Information provided |
Issue #1138, opened 2025-06-23
DGELSD: SVD fails to converge for some matrices


MaartenBaert:
**Description**

I have found that DGELSD sometimes fails for certain matrices, even though the matrix is well-conditioned and does not contain any unreasonably large or small values. I have attached a 1602x1062 bidiagonal matrix that triggers the problem as an example (this is the smallest test case I have been able to find so far).

**Minimal example**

Problem to work on |
Each entry should be duplicated exactly as it was given.

Solved problem |
Issue #1138, opened 2025-06-23
DGELSD: SVD fails to converge for some matrices


MaartenBaert:
**Description**

I have found that DGELSD sometimes fails for certain matrices, even though the matrix is well-conditioned and does not contain any unreasonably large or small values. I have attached a 1602x1062 bidiagonal matrix that triggers the problem as an example (this is the smallest test case I have been able to find so far).

**Minimal example**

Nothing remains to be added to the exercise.